When the decrees of your majesty appeared, the whole continent foresaw that such would be the result, if they received their entire execution; but, as much as Europe was accustomed to see your undertakings crowned with success, they were at a loss to conceive by what new prodigies your majesty would realize the great designs which have been so rapidly accomplished. Armed with all your power, nothing could turn your majesty from your object. Holland, the Hanseatic cities, the coasts which lie between the Zuyderzee and the Baltic, were to be united to France, subject to the same administration and the same regulations; the immediate and inevitable consequence of the legislation of the English government. Considerations of no kind were able to balance, in the mind of your majesty, the first interest of your empire.

I will not stop to recapitulate the advantages of this important resolution. After fifteen months, that is to say, after the senatus consultum of reunion, the decrees of your majesty press with all their weight upon England. She flattered herself to invade the commerce of the world, and her own commeree became a mere stock-jobbing affair, (agiotage) which could not be carried on but by means of twenty thousand licenses issued every year. Forced to obey the law of necessity, she thereby renounced her navigation act, the original foundation of her power. She aspired to the universal dominion of the seas, and navigation is interdicted to her vessels, repulsed from all the ports of the continent. She wished to enrich her funds with the tributes that Europe was to pay, and Europe has withdrawn itself, not only from her injurious pretensions, but likewise from the tributes which it paid to her industry. Her manufacturing cities have become deserted; distress has succeeded to a prosperity until then increasing; the alarming disappearance of specie, the absolute priva

tion of business, daily interrupt the publick tranquillity. Such, for England, are the results of her imprudent attempts. She thence learns, and she will every day learn more fully, that there is no safety for her but in a return to justice and to the principles of the law of nations, and that she will not be able to participate in the benefits of the neutrality of ports, unless she will suffer neutrals to profit of the neutrality of their flag. But until then, and as long as the British orders in council are not revoked, and the principles of the treaty of Utrecht, in relation to neutrals, put in force, the decrees of Berlin and Milan ought to subsist for the powers who suffer their flag to be denationalized. The ports of the continent ought to be opened neither to denationalized flags, nor to English merchandize.

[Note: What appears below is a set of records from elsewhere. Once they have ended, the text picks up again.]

PR #774, opened 2026-06-17
Add --timezone to ios prepare, fix SetSystemTime timezone and ios date output

aluedeke:
## Summary

- Adds `--timezone=<tz>` flag to `ios prepare` so a caller can pin an IANA timezone during device provisioning. Defaults to the host timezone when omitted. Setting timezone via lockdown is only honoured by iOS during the setup-assistant phase; the flag is a no-op on an already-prepared device.
- Improves `ios date`: plain text now prints RFC3339 in the device's own timezone (was RFC850 in host local time); JSON gains a `TimeZone` key and keeps `formatedDate`.
- Adds `ios.SystemTimezone()` and uses it in `SetSystemTime` instead of the hardcoded `Europe/Berlin`.

## API compatibility

`Prepare` gains a `timezone string` parameter (empty means host timezone, like `locale`/`lang`) — this is a source-breaking change for library callers. `SetTime` and `SetSystemTime` signatures are unmodified. `ios date` JSON keeps `formatedDate`, so CLI consumers are unaffected.

## Resolving the host timezone

`time.Local.String()` returns Go's zone *name* (`"Local"` on macOS, `"UTC"`, or an abbreviation), never an IANA name, so it cannot be written to the device. `ios.SystemTimezone()` resolves the real name from, in order: `$TZ`, the `/etc/localtime` symlink target (handles the macOS `/var/db/timezone/tz/<version>/zoneinfo/...` chain), `/etc/timezone` for Debian-style images that ship a plain `/etc/localtime` copy, and finally `UTC`. Covered by unit tests in `ios/system_timezone_test.go`.

## Notes

Attempts to set timezone on an already-prepared iOS 18 device were explored and both available paths fail:
- Lockdown `SetValue("TimeZone")` is silently ignored.
- MDM Settings command over MCInstall returns `DMCSettingsErrorDomain` 28005 ("The time zone could not be set.") — device syslog shows `mc_mobile_tunnel` hitting a sandbox restriction when it tries to call `com.apple.commcenter.coretelephony.xpc` as part of the timezone code path.

Setting timezone during `prepare` (confirmed working on iOS 18.7.1) is the only programmatic path available without a full OTA MDM enrollment.

## Test plan

- [x] `go test ./...` passes (`TestUsesProxy` in `ios/imagemounter` fails on my machine before and after this change — it needs a device without a DDI already mounted)
- [x] `ios date` prints RFC3339 in device timezone; JSON has `TimeIntervalSince1970`, `TimeZone` and `formatedDate`
- [x] `ios prepare --timezone=America/Chicago` pins timezone during provisioning
- [x] `ios prepare` (no `--timezone`) defaults to the host timezone
- [ ] `/test-devices` for the updated e2e `TestDate` assertions


danielpaulus (changes requested):
Thanks @aluedeke! Fixing the hardcoded `Europe/Berlin` is a real improvement and the `ios date` timezone enrichment is nice. I reviewed + tested on a real device; a couple of blockers before this can merge, then it's close.

### 1. 🐞 `time.Local.String()` returns `"Local"`, not an IANA name (confirmed on macOS)
Both `SetSystemTime` (`ios/lockdown_time_zone.go`) and `Prepare`'s default (`ios/mcinstall/prepare.go`) use `time.Local.String()` as the IANA timezone written to the device. I ran it here:
```
macOS, normal env:        time.Local.String() = "Local"
container-like empty env: time.Local.String() = "Local"
TZ= (explicitly empty):   time.Local.String() = "UTC"
```
So on the most common platform for iOS tooling this writes the **invalid** timezone `"Local"` to the device via `SetValueForDomain("TimeZone", "Local")` — strictly worse than the old hardcoded `Europe/Berlin`, which was at least a valid IANA name. `time.Local.String()` returns Go's zone *name* ("Local"/"UTC"/an abbreviation), not a zoneinfo path. To get the real system IANA zone you generally have to resolve the `/etc/localtime` symlink target (or read `$TZ` when set). Worth a small helper with a safe fallback.

### 2. 🔴 This breaks the existing `TestDate` e2e tests
`test/e2e/info_test.go:65` and `test/e2e/preios17/info_test.go:64` both do `smokeObj(t, udid, []string{"TimeIntervalSince1970", "formatedDate"}, "date")` and then parse `formatedDate` as RFC850. This PR removes the `formatedDate` JSON key and switches plain text to RFC3339, but doesn't update these tests — so the real-device suite fails at the required-key check. Please update both tests to assert the new `TimeZone` key / RFC3339 output.

### 3. Breaking change to default `ios date` JSON output
JSON is the default output, and the PR drops `formatedDate` (replacing it with `TimeZone`). Any consumer parsing `formatedDate` breaks. Consider **keeping `formatedDate`** alongside the new `TimeZone` key for back-compat (and updating the tests to match), or at minimum calling this out in release notes.

### 4. `ios date` can now hard-fail on a read
The plain-text path does `time.LoadLocation(deviceTimeZone)` + `exitIfError`, so a device returning an empty or non-IANA `TimeZone` (or the `"Local"` value from #1) makes this read-only command exit 1 where it previously always printed a date. On my test device it returned a valid `Europe/Berlin` so the happy path works — but consider falling back to UTC/local formatting instead of exiting when `LoadLocation` fails.

### Minor
- **Title/scope:** the PR is titled "Add date set command" but there's no `date set` subcommand in the diff — either the title should change or the command is missing.
- `Prepare(..., timezone ...string)` is variadic while the sibling `locale`/`lang` are plain strings with empty-means-default; a plain `timezone string` would be more consistent (and the variadic silently drops a 2nd arg). There's also a pre-existing dead `if err != nil {}` right above the changed `SetTime` call you could drop while you're there.

Once #1 and #2 are sorted I'm happy to run `/test-devices` and get this in. Thanks again! 🙏

aluedeke:
Thanks for the thorough review @danielpaulus — all four points addressed, plus the minors.

**1. `time.Local.String()` returns "Local"** — you're right, and it hit both call sites. Added `ios.SystemTimezone()` (`ios/system_timezone.go`), which resolves the real IANA name from, in order: `$TZ` → the `/etc/localtime` symlink target → `/etc/timezone` → `UTC` as the safe fallback. The symlink resolution handles the macOS chain (`/etc/localtime` → `/var/db/timezone/zoneinfo/Europe/Berlin` → `/private/var/db/timezone/tz/<version>/zoneinfo/Europe/Berlin`) and `zoneinfo.default` variants; every candidate is validated with `time.LoadLocation` before being returned. Reproducing your table on my Mac:

```
normal env:   time.Local.String() = "Local"   ios.SystemTimezone() = "Europe/Berlin"
empty env:    time.Local.String() = "Local"   ios.SystemTimezone() = "Europe/Berlin"
```

Unit tests in `ios/system_timezone_test.go` cover the env/symlink/`/etc/timezone`/fallback paths, the macOS versioned-zoneinfo path shape, and a guard that `SystemTimezone()` always returns something `LoadLocation` accepts.

**2. Broken `TestDate` e2e tests** — updated both `test/e2e/info_test.go` and `test/e2e/preios17/info_test.go`: they now require `TimeZone` in addition to `TimeIntervalSince1970`/`formatedDate`, and assert `TimeZone` is a loadable IANA name on top of the existing RFC850 parse. Compile-checked with `go test -tags e2e -run XXX ./test/...`.

**3. Breaking JSON change** — `formatedDate` is back alongside `TimeZone`, so existing consumers keep working. Both it and the plain-text output are now rendered in the device's timezone rather than the host's, which is the actual behaviour change; the format itself is unchanged (RFC850).

**4. `ios date` hard-failing on a read** — no longer exits. If `LoadLocation` fails it logs a warning and formats in the host timezone, so the command always prints a date.

**Minors:**
- Retitled the PR — there is no `date set` subcommand, the title was stale.
- `Prepare` now takes a plain `timezone string` (empty means host timezone), consistent with `locale`/`lang`. Note this is source-breaking for library callers, unlike the variadic — flagging in case you'd rather I keep it variadic.
- Dropped the dead `if err != nil {}` above the `SetTime` call.

Ready for `/test-devices` whenever you are 🙏

danielpaulus:
Re-reviewed after the fix commit (`a4703380`). Thanks for the thorough turnaround, @aluedeke — this is a solid pass and the prior blockers are genuinely resolved:

- **#1 (`time.Local.String()` → "Local")** — fixed. `ios.SystemTimezone()` (`ios/system_timezone.go`) resolves the real IANA name via `$TZ` → `/etc/localtime` symlink → `/etc/timezone` → `UTC`, validating every candidate with `time.LoadLocation`. The `zoneNameFromPath` handling of the macOS versioned/`zoneinfo.default` paths is a nice touch, and the unit tests in `ios/system_timezone_test.go` cover the env/symlink/file/fallback matrix well — including a guard that the result is always `LoadLocation`-able.
- **#2 (broken `TestDate` e2e)** — fixed. Both `test/e2e/info_test.go` and `test/e2e/preios17/info_test.go` now require `TimeZone` and assert it's a loadable IANA name on top of the RFC850 parse.
- **#3 (dropped `formatedDate`)** — fixed. `formatedDate` is back alongside `TimeZone` in the JSON, so existing consumers keep working; it's now rendered in the device zone (the intended behavior change).
- **#4 (read hard-failing)** — fixed. `printDeviceDate` (`main.go:1277`) now warns and falls back to the host zone instead of exiting.
- Minors (title, plain `timezone string`, dead `if err != nil {}`) all addressed.

Local status: `go build ./...`, `go vet ./...`, and `go test ./...` all pass. CI: lint / linux / windows green; real-device is skipping pending `/test-devices`.

Two remaining items, neither a hard blocker but worth a look before device-testing:

1. **No validation of user-supplied `--timezone` before it's written to the device** (`ios/lockdown_time_zone.go:20`, reached via `ios/mcinstall/prepare.go:113`). The *read* path (`main.go:1277`) was hardened with `LoadLocation`, but the *write* path — the new user-facing feature — isn't: an invalid `--timezone=garbage` flows straight into `SetTime`, which first sets the clock (`TimeIntervalSince1970`) and only then attempts the bad `TimeZone` write, so a typo can leave the clock changed and either error out mid-way or get silently accepted by lockdown. A one-line `time.LoadLocation(timezone)` guard in `runPrepareCommand` (or at the top of `Prepare`, after the empty→host default) that fails fast before any device mutation would make this robust and give the user a clear error. `SystemTimezone()` is already always valid, so this only affects the explicit-flag case.

2. **`ios date` plain-text (non-JSON) format changed RFC850 → RFC3339** (`main.go:1284`). The JSON path preserves `formatedDate` (RFC850), but the `--nojson` path now prints RFC3339, which is a visible change for anyone scripting against `ios date --nojson`. Fine if intentional (RFC3339 is arguably the better machine format), but worth either keeping RFC850 for back-compat or calling it out in the release notes.

Minor/optional: on Windows with `TZ` unset, `SystemTimezone()` returns `UTC` since detection is `/etc`-based (`ios/system_timezone.go`), so `prepare`'s "defaults to the host timezone" isn't quite true there — not a correctness bug (UTC is valid), just a doc nuance. `SetSystemTime` is now unused in-tree but stays as a valid exported library helper.

Recommendation: in good shape. I'd suggest adding the `--timezone` validation (item 1) since it directly guards the new flag against partial device state; item 2 is your call (keep-or-document). Once you're happy, this looks ready for a maintainer to run `/test-devices`. Not approving/merging — leaving that to @danielpaulus.

_Automated review pass._

danielpaulus:
Merging — thank you, @aluedeke! 🙏 The fix commit resolved all the earlier feedback: the real IANA `SystemTimezone()` resolver (with $TZ → /etc/localtime → /etc/timezone → UTC, each validated) replaces the `time.Local.String()` → "Local" bug, the e2e assertions and `formatedDate` are restored, and `ios date` now warns + falls back instead of hard-failing. Verified it builds and the full suite passes after merging current main (the `--timezone` usage line merged cleanly into the relocated `cliUsage()` from #796).

Two small follow-ups on record (non-blocking, happy to take a quick PR or do them myself if you'd like):
1. **Validate `--timezone` before mutating the device** — the write path (`ios/lockdown_time_zone.go` via `prepare.go`) sets the clock first then writes the TZ, so an invalid IANA name can leave partial state; a one-line `time.LoadLocation` guard up front would fail fast.
2. **`ios date --nojson` plain-text format changed RFC850 → RFC3339** — JSON `formatedDate` stays RFC850, but anything parsing the plain-text output would see the change; flagging for awareness.

Thanks again for the fix and the follow-through! 🚀

danielpaulus (approved):
Prior feedback all addressed; verified build + tests pass on the merged result. Thanks @aluedeke!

It cannot be concealed, that to maintain, beyond the reach of attack, this great system, it is necessary that your majesty should employ the powerful means which belong to your empire, and find in your subjects that assistance which you have never asked in vain. All the disposable forces of France must be directed whithersoever the English flag, and flags denationalized, or convoyed by English vessels of war, may wish to enter. A particular army, exclusively charged with guarding our vast coasts, or maritime arsenals, and the triple row of fortresses which cover our frontiers, ought to answer to your majesty for the security of the territory confided to its valour and its fidelity; it will restore to their high destiny those brave men accustomed to fight and to conquer under the eyes of your majesty, for the defence of political rights, and the exterior security of the empire. Even the depots of corps will no longer be diverted from the useful destination of keeping up the numbers and the strength of your active armies. The forces of your majesty will be thus constantly maintained on the most formidable footing; and the French territory, protected by a permanent establishment, which is recommended by the interest, the policy, and dignity of the empire, will find itself in a situation which will make it more deserving of the title of inviolable and sacred.